TASK ITEM >> Every line in the data below that includes "migrations" belongs in the answer, copied as it stands.

[[ INFORMATION SHOWN open ]]

PR #215, opened 2020-10-23
Fix imports in migrations stubs

Marlysson:
When ran occours an exception because of old import.


josephmancuso (commented):
These are stub files. These are done when you make a migration in a normal project. so when you import to a normal project it would be masoniteorm.migrations import MIgration

PR #220, opened 2020-10-24
Preliminary implementation to show sql of migration selected.

### LINKED ISSUE #180: Add the ability to show the sql generated by a migration
It should be good to add a command which helps to show the SQL generated by a migration.
This feature is something special for Django. I like Laravel but I don't see anything like this when I need to show the SQL of a migration.

Example:
```bash
masonite-orm sqlmigration migration_for_users_table
``` 
Output:
```SQL
BEGIN;
CREATE TABLE users (
    id serial NOT NULL PRIMARY KEY,
   name varchar(150) NOT NULL
);
COMMIT;
```
You can check for Django using the link below
https://docs.djangoproject.com/en/3.1/ref/django-admin/#django-admin-sqlmigrate

Marlysson:
Options to show sql ( Closes #180 )
- [x] Migration selected
- [x] Connection used
- [x] Documentation
@josephmancuso @girardinsamuel

This is a introductory implementation to show sql. 

To catch the current blueprint of create or table I've need to assign it to a instance variable.


josephmancuso:
Taking a look now

josephmancuso:
Updated the PR to complete the feature.

This is now part of the normal migrate command. I removed the dedicated command.

We can use it like this:

```
python craft migrate -s
```

This will produce an output like this:

Screen Shot 2020-10-24 at 8 01 50 PM

josephmancuso:
not sure what the other observer files are in the diff. Those files are in 0.7 and this branch is up to date with 0.7 .. so can ignore those.

Marlysson:
So this is complete. Can we remove the commented code.
Make sense see individual migration sql?

josephmancuso:
I don't see the benefit of seeing an individual migration. You'll see it anyway in the list of unran migrations. we can wait to see if anybody requests seeing a single migration

Marlysson:
Ok

josephmancuso:
saw your checkbox. Also added this for rolling back. This was harder because dropping tables and sort of those one off sql statements don't use the blueprint class so had to do it a bit differently:

Screen Shot 2020-10-24 at 8 22 21 PM

josephmancuso:
@corentinalcoy how is this?

Marlysson:
Awesome!

girardinsamuel:
That's a very handy feature !

PR #221, opened 2020-10-24
Feature/219

### LINKED ISSUE #219: Add model events and observers
Orator and other ORMs like eloquent have this concept of model events and observers. We should be able to tie into events such as

Events should be as follows:

```
booting
booted
creating
created
deleting
deleted
hydrating
hydrated
saving
saved
updating
updated
```

And others that we need.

[[ INFORMATION SHOWN closed ]]

RESPONSE FOR THIS EXERCISE >>
Fix imports in migrations stubs
These are stub files. These are done when you make a migration in a normal project. so when you import to a normal project it would be masoniteorm.migrations import MIgration
I don't see the benefit of seeing an individual migration. You'll see it anyway in the list of unran migrations. we can wait to see if anybody requests seeing a single migration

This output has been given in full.